MATERIAL PROVIDED section start

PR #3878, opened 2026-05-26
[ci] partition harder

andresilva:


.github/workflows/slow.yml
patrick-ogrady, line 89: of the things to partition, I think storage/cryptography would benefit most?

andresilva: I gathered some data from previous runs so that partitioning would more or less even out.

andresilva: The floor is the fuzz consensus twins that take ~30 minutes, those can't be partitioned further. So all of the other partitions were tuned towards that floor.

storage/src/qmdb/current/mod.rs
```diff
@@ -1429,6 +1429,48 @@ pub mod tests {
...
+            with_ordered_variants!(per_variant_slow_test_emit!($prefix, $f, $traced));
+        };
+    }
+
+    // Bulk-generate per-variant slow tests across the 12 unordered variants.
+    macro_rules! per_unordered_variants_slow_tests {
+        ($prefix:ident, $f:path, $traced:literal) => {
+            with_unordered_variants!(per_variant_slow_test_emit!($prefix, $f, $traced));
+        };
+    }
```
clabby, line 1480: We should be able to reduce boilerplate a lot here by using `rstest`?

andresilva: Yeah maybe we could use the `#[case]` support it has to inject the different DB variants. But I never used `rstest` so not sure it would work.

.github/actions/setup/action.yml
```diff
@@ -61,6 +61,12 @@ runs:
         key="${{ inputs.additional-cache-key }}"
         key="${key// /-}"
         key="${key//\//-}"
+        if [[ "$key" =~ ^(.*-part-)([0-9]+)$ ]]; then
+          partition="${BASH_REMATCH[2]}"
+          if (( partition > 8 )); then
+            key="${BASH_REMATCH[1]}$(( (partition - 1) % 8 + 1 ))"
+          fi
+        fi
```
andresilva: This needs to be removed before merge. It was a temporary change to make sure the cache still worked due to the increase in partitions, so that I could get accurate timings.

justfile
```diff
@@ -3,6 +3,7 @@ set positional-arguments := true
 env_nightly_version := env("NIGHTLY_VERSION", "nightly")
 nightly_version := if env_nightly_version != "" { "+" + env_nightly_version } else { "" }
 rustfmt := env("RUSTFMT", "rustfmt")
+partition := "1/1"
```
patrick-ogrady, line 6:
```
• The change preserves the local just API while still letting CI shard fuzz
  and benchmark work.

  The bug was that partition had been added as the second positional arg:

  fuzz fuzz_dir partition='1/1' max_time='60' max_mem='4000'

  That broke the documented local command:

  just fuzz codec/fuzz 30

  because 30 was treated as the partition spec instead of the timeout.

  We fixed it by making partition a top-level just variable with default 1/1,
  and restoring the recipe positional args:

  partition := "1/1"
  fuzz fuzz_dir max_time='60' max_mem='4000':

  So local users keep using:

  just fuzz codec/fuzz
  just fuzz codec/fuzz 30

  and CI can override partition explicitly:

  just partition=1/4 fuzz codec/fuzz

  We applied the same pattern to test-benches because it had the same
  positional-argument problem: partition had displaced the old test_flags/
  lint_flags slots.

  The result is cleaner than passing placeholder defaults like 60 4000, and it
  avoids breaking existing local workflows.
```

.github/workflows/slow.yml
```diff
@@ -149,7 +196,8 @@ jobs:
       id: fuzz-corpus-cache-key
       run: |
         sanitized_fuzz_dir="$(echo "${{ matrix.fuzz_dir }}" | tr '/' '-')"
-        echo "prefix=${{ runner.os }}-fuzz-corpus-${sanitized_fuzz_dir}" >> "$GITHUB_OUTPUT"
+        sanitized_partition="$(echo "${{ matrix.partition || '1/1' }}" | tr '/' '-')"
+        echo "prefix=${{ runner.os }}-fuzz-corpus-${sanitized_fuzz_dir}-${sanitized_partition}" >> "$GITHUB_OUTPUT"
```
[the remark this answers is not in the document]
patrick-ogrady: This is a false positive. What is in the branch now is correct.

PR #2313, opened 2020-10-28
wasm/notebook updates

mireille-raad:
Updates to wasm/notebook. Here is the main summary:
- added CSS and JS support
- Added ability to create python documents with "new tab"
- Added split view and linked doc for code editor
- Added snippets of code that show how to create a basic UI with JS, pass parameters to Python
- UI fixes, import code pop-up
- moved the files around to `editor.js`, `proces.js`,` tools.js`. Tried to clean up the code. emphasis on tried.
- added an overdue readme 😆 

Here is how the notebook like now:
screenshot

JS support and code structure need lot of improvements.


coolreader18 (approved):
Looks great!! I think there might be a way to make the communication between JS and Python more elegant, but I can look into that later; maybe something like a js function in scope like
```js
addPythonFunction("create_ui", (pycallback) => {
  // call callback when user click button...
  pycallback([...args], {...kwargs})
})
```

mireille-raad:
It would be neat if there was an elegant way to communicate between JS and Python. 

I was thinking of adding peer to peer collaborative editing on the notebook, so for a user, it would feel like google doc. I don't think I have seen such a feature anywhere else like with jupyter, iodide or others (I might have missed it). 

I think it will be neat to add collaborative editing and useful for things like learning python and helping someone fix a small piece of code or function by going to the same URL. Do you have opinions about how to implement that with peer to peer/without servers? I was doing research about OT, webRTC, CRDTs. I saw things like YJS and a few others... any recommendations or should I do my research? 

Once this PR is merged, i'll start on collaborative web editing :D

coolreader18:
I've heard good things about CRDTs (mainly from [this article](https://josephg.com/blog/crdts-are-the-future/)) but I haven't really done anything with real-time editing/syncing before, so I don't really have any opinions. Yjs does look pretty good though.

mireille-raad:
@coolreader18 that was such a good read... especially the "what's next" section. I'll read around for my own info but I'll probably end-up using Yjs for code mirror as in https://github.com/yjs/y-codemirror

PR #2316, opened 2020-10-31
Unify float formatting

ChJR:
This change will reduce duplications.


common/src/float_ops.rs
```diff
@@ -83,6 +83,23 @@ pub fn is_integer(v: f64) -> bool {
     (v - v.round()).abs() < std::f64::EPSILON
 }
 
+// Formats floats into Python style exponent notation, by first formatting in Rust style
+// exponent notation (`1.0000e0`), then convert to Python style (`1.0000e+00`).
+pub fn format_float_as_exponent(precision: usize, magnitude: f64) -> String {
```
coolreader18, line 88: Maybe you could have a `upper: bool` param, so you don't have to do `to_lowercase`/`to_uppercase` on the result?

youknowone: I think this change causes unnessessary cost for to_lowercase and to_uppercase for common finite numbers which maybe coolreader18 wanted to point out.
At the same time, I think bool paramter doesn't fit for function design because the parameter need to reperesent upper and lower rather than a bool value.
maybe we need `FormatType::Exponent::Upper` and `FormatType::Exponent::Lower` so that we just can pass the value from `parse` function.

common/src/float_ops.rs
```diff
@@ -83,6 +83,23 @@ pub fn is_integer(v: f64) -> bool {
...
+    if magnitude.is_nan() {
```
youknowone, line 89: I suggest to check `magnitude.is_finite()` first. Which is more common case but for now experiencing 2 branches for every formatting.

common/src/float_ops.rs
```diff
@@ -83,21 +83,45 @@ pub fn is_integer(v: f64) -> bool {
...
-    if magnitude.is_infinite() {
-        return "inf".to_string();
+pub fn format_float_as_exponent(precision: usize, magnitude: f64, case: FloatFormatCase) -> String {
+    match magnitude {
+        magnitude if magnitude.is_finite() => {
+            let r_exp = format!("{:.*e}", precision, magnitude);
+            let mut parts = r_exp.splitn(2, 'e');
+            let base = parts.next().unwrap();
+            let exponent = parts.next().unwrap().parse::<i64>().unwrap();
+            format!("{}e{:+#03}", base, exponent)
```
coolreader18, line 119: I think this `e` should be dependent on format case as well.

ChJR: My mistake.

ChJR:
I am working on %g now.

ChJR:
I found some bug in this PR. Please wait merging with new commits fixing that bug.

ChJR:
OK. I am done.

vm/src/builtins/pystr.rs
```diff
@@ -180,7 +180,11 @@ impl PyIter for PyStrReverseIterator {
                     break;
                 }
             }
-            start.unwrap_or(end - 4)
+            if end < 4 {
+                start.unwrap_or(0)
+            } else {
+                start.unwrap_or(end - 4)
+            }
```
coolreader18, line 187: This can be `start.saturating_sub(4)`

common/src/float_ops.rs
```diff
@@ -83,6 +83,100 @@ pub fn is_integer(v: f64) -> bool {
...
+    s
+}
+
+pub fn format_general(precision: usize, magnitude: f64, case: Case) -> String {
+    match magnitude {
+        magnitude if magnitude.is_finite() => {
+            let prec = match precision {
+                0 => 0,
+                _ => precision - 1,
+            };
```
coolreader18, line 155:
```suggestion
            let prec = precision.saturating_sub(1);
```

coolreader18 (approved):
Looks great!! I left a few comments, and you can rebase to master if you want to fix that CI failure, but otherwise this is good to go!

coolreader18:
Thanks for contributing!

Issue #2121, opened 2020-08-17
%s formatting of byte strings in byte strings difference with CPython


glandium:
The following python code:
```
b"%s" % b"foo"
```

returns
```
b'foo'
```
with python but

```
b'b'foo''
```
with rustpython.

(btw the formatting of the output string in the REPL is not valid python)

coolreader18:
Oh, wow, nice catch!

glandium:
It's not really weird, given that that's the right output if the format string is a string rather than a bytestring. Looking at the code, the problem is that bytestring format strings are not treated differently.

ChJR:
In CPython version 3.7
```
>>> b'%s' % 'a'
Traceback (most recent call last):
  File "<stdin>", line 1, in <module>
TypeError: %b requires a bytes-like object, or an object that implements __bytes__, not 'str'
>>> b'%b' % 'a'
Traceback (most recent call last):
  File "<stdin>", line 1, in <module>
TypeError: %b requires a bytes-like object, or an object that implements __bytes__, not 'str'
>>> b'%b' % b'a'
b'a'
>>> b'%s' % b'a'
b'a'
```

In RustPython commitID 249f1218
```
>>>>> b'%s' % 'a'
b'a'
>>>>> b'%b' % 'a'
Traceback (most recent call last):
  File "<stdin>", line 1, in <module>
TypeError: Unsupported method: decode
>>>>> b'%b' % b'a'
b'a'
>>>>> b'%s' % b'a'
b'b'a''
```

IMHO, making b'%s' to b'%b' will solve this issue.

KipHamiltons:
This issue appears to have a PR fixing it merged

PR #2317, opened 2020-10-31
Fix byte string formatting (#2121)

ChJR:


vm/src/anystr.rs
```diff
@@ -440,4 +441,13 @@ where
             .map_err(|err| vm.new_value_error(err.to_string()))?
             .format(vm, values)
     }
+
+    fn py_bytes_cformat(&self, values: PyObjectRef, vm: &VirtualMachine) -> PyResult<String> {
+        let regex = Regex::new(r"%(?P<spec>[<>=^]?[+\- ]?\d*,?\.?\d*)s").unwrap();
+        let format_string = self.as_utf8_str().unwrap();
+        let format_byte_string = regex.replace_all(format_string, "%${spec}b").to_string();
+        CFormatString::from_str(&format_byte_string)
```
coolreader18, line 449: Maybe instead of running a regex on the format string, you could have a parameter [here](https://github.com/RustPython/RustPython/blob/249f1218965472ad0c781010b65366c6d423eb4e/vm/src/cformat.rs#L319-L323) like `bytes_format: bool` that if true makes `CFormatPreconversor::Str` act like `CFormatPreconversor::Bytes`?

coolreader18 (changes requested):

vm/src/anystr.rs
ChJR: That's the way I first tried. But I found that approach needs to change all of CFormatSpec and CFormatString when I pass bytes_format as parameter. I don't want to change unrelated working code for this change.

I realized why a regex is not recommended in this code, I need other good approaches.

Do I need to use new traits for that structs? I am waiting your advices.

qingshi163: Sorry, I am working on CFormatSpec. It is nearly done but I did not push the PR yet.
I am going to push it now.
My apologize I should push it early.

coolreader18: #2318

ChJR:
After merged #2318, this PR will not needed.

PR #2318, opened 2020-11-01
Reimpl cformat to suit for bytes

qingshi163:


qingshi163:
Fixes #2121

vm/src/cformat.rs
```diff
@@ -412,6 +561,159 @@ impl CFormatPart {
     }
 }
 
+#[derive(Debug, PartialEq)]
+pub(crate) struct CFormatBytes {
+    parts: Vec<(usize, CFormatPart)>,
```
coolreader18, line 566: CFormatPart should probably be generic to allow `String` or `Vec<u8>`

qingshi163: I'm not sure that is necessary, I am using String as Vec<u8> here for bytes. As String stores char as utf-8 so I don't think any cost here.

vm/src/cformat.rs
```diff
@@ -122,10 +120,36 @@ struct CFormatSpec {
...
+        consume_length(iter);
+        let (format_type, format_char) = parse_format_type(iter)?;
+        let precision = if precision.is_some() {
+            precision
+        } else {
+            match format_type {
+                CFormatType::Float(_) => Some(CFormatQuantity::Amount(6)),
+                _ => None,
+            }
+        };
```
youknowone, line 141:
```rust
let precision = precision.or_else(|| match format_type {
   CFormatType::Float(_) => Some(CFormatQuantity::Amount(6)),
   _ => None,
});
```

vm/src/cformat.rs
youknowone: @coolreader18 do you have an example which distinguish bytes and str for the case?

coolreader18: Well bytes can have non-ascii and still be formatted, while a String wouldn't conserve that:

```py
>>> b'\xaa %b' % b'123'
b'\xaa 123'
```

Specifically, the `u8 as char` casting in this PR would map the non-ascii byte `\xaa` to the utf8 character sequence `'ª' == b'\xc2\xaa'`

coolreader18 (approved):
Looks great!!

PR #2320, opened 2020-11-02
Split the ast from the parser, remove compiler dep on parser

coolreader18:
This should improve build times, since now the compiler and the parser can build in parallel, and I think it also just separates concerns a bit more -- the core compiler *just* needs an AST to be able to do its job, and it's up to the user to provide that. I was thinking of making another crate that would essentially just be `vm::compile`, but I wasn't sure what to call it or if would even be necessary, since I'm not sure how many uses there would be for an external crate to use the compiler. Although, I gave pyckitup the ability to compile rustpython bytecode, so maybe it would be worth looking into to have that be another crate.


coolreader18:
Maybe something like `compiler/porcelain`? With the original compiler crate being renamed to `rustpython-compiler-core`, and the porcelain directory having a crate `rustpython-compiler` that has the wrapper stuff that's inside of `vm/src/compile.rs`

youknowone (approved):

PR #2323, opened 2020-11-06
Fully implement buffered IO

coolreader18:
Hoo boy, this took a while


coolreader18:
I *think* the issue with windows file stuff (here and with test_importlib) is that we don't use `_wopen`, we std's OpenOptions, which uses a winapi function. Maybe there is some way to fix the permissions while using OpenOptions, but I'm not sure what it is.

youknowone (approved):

MATERIAL PROVIDED section end

* _PROBLEM TO WORK ON_
Your response should be each line that includes the word "reduce", copied from the records.

* _THE ANSWER_
clabby, line 1480: We should be able to reduce boilerplate a lot here by using `rstest`?
This change will reduce duplications.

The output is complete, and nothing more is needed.